PR #4321, opened 2026-08-12
build: verify vendored Go dependencies

benma-agent:
Release builds compile vendor/ directly, but go.sum authenticates downloaded
module archives, not the copied vendor tree. A source-only vendor change can
therefore bypass go mod verify.

Regenerate vendor/ from a fresh, read-only module cache and compare it before
platform builds in CI and release workflows. This prevents Qt, Android, and iOS
artifacts from using vendored sources that do not match the checksummed modules.

Verified with a clean vendor tree and a temporary source-only modification,
which the check rejected.

### DIFF
--- a/Makefile
+++ b/Makefile
@@ -5,6 +5,8 @@ WEBROOT  := frontends/web
 
 include version.mk.inc
 
+.PHONY: check-go-vendor
+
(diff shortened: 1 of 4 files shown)


bznein (approved):
utACK

PR #4325, opened 2026-08-13
frontend: remove Lightning from accounts list

Beerosagos:
The mobile bottom navigation now provides a dedicated Lightning shortcut. Keeping another Lightning entry in the accounts list duplicates navigation and leaves a regular-account-only view available when empty.

Remove the Lightning row and its balance request. Redirect an empty accounts list to the portfolio when Lightning is available, or home when no wallet accounts exist. Cover both outcomes with route tests.


shonsirsha (approved):
Lgtm

PR #4326, opened 2026-08-14
frontend: revamp QR scanner

shonsirsha:
- revamp QR scanner
- use this QR scanner in 3 places: onchain send, LN send, and WalletConnect scan


frontends/web/src/hooks/qrcodescanner.ts
```diff
@@ -1,29 +1,42 @@
...
 };
 
 export const useQRScanner = (
   videoRef: RefObject<HTMLVideoElement>, {
     onStart,
     onResult,
     onError,
+    highlightScanRegion = true,
+    highlightCodeOutline = true,
+    stopOnResult = true,
```
thisconnect: If  any of these are always disabled you can remove from the props and just hardcode.

frontends/web/src/hooks/qrcodescanner.ts
```diff
@@ -1,29 +1,42 @@
...
   }: TUseQRScannerOptions
 ) => {
   const { t } = useTranslation();
-  const [initErrorMessage, setInitErrorMessage] = useState();
+  const [initErrorMessage, setInitErrorMessage] = useState<string | undefined>(undefined);
+  const [hasFlash, setHasFlash] = useState(false);
+  const [isFlashOn, setIsFlashOn] = useState(false);
   const scanner = useRef<QrScanner | null>(null);
-  // loading is set to true while the scanner is being created/started/stopped/destroyed,
-  // this allows to sync across re-renders.
```
thisconnect, line 24: keep comment?

frontends/web/src/hooks/qrcodescanner.ts
```diff
@@ -63,21 +78,23 @@ export const useQRScanner = (
             }
           }
         );
-        // Somehow, the new QrScanner may return before it is ready to be started.
-        // We don't have a way to know when it is ready, but this 300ms wait seems
-        // to work well enough.
```
thisconnect, line 68: I believe this comment is still relevant? keep comment?

frontends/web/src/locales/en/app.json
```diff
@@ -2247,7 +2249,10 @@
     "noFeeTargets": "Fee rate estimations are currently unavailable. Please try again later or enter a custom fee.",
     "priority": "Priority",
     "scanQR": "Scan QR code",
+    "scanQRInstruction": "Point your camera at an address QR code",
     "scanQRNoCameraMessage": "Camera not found. Please ensure that your device supports a camera and permissions are correctly set.",
+    "scanQRPasteAddress": "Paste an address",
+    "scanQRToggleFlash": "Toggle flashlight",
```
thisconnect, line 2265: tiny-nit: We don't really support aria (yet) and this is **only** used  for aria label, imo  it is good enough for now to hardcode the aria-label to english or completely remove .

at some point we could do a separate PR to support aria everywhere

frontends/web/src/routes/account/send/components/inputs/scan-qr.tsx
```diff
@@ -0,0 +1,235 @@
...
+    }
+    if (!fromPaste && text === processedRef.current) {
+      return;
+    }
+    processedRef.current = text;
+    busyRef.current = true;
+    setProcessing(true);
+    try {
+      const accepted = await onResult(text);
+      if (accepted === false) {
```
thisconnect, line 80: I wondered why the onResult has type

`(result: string) => void | boolean | Promise<void | boolean>`

Could you add a docstring to the ScanQR to document what the intention of this prop is especially the return value (boolean)?

frontends/web/src/routes/account/send/components/inputs/scan-qr.tsx
```diff
@@ -0,0 +1,235 @@
...
+  const handleToggleFlash = () => {
+    triggerHapticFeedback();
+    toggleFlash();
+  };
+
+  const handleSubmit = (e: FormEvent<HTMLFormElement>) => {
+    e.preventDefault();
+    const value = manualValue.trim();
+    if (value) {
+      void handleValue(value, true);
```
thisconnect: void does nothing here right?

thisconnect (dismissed):

frontends/web/src/routes/lightning/lightning.test.tsx
```diff
@@ -67,18 +68,20 @@ const balance: lightningApi.TLightningBalance = {
...
+        btcUnit: 'sat',
+        rotateDefaultCurrency: vi.fn(),
+        rotateBtcUnit: vi.fn(),
+        addToActiveCurrencies: vi.fn(),
+        updateDefaultCurrency: vi.fn(),
+        removeFromActiveCurrencies: vi.fn(),
+      }}>
+        <Lightning />
+      </RatesContext.Provider>
+    </ConfigContext.Provider>
```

_ _ _ _ _ _ _

__What the task requires__:
Copy each line holding the word "true" from the listing above.

__Task output__:
+    highlightScanRegion = true,
+    highlightCodeOutline = true,
+    stopOnResult = true,
-  // loading is set to true while the scanner is being created/started/stopped/destroyed,
+    busyRef.current = true;
+    setProcessing(true);
+      void handleValue(value, true);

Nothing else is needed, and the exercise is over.